The most important features of the basic flip flop are the following:

  • Time of the change of state

  • Stability when the inducer is retired

So these are the ones that have been studied more accurately in our experiments. Overnight inoculums inducing a condition (adding 0,1 mM IPTG or growing at 42ºC) must be set the day before you want to make the experiment. The morning after a 1/100 dilution is made, and let the culture grow until de optic density reaches 0,2. In that moment the conditions are changed, to test the change between states or just retire the inducers, to observe the stability of one state in a long time.

We made the experiments in two ways:

  • Qualitative, assessing that the changes actually occur. For this, we use the fluorescence microscope.

  • Quantitative, with the microtiter reader we can measure how big the changes are and how quick they happen.

It’s important not to use LB media, because it contains cyclic aminoacids which make it fluorescent. For all this experiments we used Minimal Media supplemented with 0,1% casminoacids. Another problem we faced is that RFP is also excited in the wavelength we use for GFP, making our measure a little bit inaccurate.
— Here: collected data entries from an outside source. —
PR #319, opened 2022-04-27
FreeDV 2020C

drowe67:
Following on from #274. In the [blog post](https://www.rowetel.com/?p=8014) write up of 2020A/2020B, one of the further work items was to try 2020B with a high rate FEC code that can protect all bits.  The idea is that once a threshold SNR is reached, 2020C will be error free.

@billcowley has kindly designed a suitable (212,158) LDPC code.

Note branch is named dr-2020B as 2020C was initially derived from 2020B.

TODO:
1. Build up mode in FreeDV API :heavy_check_mark: 
2. ctests :heavy_check_mark: 
3. "Ear protection" - some work on reducing loud noises due to uncorrected bit errors (see below).  Applied to all LPCNet (2020) modes  :heavy_check_mark:
4. Test OTA.  One day automated test campaign was inconclusive - didn't show any difference between 2020B and 2020C (see below). :heavy_check_mark:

A solution to this may be insert the bistable in the bacterial chromosome, using the Mini-Tn7 based system my team-mate has developed for biobricks. The less copies of the construction, the better the regulation is, because there is more repressors for each copy of the promoters.

Several repetitions of this experiment were carried out, showing a lot of variability when the same conditions were used. We expect this great variation to be reduced in the improved constructs we are developing.

The results of one of this experiments are shown here:

Basic Flip Flop. Experimental Results.

Induction by IPTG

Basic Flip Flop. Experimental Results.

42ºC shock

The next figures show the switch from 42º to IPTG for two different experiments:

Basic Flip Flop. Results. 42-IPTG Basic Flip Flop. Results. 42-IPTG Basic Flip Flop. Results. 42-IPTG Basic Flip Flop. Results. 42-IPTG

The next figures show the switch from IPTG to 42º:

Basic Flip Flop. Results. 42-IPTG Basic Flip Flop. Results. 42-IPTG Basic Flip Flop. Results. 42-IPTG Basic Flip Flop. Results. 42-IPTG

As is it shown in the charts, the switch engaged by temperature is quicker and stronger than the one elicited by IPTG. Temperature changes the structure of all the cI repressor instantly, while the IPTG takes some time to enter the cell and bind to the lacI repressor.

We’ve only tried the stability of only the RFP state, finding out it last 16 h at least. This effect is very noticeable when the growth takes place in a plaque, where you can see the change of colour without UV-light.